If you want to find a good place to live, just ask people if they trust their neighbors. Levels of social trust vary enormously, but countries with high social trust have happier people, better health, more efficient government, more economic growth, and less fear of crime (regardless of whether actual crime rates are increasing or decreasing).

The overall impression from this research is that economic and professional success exists on the surface of life, and that they emerge out of interpersonal relationships, which are much deeper and more important.

But Living Single‘s Bella DePaulo says this is all bunk.

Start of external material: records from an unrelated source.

PR #556, opened 2015-10-06
Change the appbundler DSL to not make an apps dir

ksubrama:
Also enable functional tests on windows.

### DIFF
--- a/lib/omnibus/builder.rb
+++ b/lib/omnibus/builder.rb
@@ -276,27 +276,12 @@ module Omnibus
     def appbundle(app_name, options = {})
       build_commands << BuildCommand.new("appbundle `#{app_name}'") do
         bin_dir            = "#{install_dir}/bin"
-        embedded_apps_root = "#{install_dir}/embedded/apps"
-        embedded_app_dir   = "#{embedded_apps_root}/#{app_name}"
-        gemfile_lock       = "#{embedded_app_dir}/Gemfile.lock"
         appbundler_bin     = windows_safe_path("#{install_dir}/embedded/bin/appbundler")
 
         # Ensure the main bin dir exists
         FileUtils.mkdir_p(bin_dir)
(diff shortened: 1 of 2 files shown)


sethvargo:
Code looks good, but what is the motivation?

jaym:
I feel like this will break windows upgrades for chef

danielsdeleo:
Don't the tests rely on having the full source code in the apps/ directory?

ksubrama:
@jaym It absolutely will - but not for the service. It's break for the ETW dll we register.  I am making changes to the chef repo itself to include that dll in the chef gem on windows so that our event registration code can point to that instead.  The service is ok because it points to a path in opscode/chef/bin which will correctly point to the gem (that was your fix for 12.4.3 right?).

Studies that compare the currently married to everyone else (which is the vast majority of marital status studies) can tell us nothing about the implications of getting married for happiness, health, or anything else. That’s because the currently married are the people who are left after setting aside the 40-some percent of people who got married, hated it, and got divorced. It is like saying that the new drug Shamster is very effective, based on a study in which the experiences of nearly half the people who took the drug were discounted, because it most certainly did not work for them. Or, as one of my Living Single readers pointed out, it is like encouraging others to get into the start-up business based on the success of Google and Netflix, hoping that it won’t occur to them to consider all of the start-ups that fail.

Well . . . no.

The claim is that being married increases aggregate happiness, not that any given couple should get married. Almost by definition, being unhappily married will make you unhappy. Aside from being axiomatic, it naturally follows from Brooks’ assertions about social relationships being the primary factor in determining happiness.  If that’s the claim you’re testing, then it makes perfect sense to compare the currently married with the currently unmarried, a group that includes the never-married, the divorced, and the widowed.

DePaulo does, however, have a point when she notes that Brooks  “gives no reference to the study so it is hard to check out the claim the way I prefer – by reading the original research report.”  My strong guess is that Brooks has read a handful of newspaper and magazine accounts of these studies and then had research assistants Google up some more to create a mish mash of linkages of top level findings as interpreted by non-experts.   Indeed, as Ian Leslie points out, Brooks seems to have gotten one finding (“Research by Donald A. Redelmeier and Sheldon M. Singh has found that, on average, Oscar winners live nearly four years longer than nominees that don’t win.”) completely backwards. [UPDATE: Leslie corrects his post: “Brooks was referring to a different paper by the same guys, one that does indeed say what he says it does. “]

The popularization of academic research is problematic. On the one hand, information that’s only known to experts in a field isn’t very useful to society.  On the other, scholarly studies have very specific research questions which lead to decisions in operationalizing concepts and coding variables that will be lost on non-expert readers, especially those who don’t read further than the abstract. Further, the conclusions reached will have important caveats that will be glossed over.  These errors are compounded when a lay reader — especially one who has already reached a conclusion and is looking for more studies to bolster his argument — takes several studies and attempts to tie them together.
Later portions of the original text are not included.